Collected data entries:
Segment Open

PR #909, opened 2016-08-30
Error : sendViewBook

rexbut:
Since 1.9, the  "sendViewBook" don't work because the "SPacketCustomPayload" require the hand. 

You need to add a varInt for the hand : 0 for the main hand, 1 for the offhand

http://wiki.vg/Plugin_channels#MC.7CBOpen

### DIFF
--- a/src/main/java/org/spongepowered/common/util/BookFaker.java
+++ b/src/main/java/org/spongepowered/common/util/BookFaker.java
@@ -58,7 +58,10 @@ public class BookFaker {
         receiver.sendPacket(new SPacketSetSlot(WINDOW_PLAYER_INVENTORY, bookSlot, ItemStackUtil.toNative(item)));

Segment Closed
Segment Open

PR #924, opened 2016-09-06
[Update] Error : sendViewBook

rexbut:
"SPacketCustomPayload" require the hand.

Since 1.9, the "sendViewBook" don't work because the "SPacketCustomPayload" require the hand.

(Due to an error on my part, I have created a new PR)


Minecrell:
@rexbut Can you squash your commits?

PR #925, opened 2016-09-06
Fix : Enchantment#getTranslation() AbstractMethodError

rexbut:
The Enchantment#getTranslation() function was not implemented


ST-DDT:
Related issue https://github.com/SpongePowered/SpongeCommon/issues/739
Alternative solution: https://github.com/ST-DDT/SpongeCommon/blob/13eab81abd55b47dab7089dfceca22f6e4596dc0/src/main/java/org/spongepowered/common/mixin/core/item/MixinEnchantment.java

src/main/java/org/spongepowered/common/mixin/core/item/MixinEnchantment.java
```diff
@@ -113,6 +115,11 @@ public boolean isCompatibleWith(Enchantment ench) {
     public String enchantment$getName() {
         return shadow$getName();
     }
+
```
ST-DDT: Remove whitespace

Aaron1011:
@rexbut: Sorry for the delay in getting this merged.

Segment Closed

About this exercise: Please copy the lines in the records above between the one holding "PR #909, opened 2016-08-30" and the one holding "--- a/src/main/java/org/spongepowered/common/util/BookFaker.java", inclusive, exactly and with no other line.

Output of the exercise:
PR #909, opened 2016-08-30
Error : sendViewBook

rexbut:
Since 1.9, the  "sendViewBook" don't work because the "SPacketCustomPayload" require the hand. 

You need to add a varInt for the hand : 0 for the main hand, 1 for the offhand

http://wiki.vg/Plugin_channels#MC.7CBOpen

### DIFF
--- a/src/main/java/org/spongepowered/common/util/BookFaker.java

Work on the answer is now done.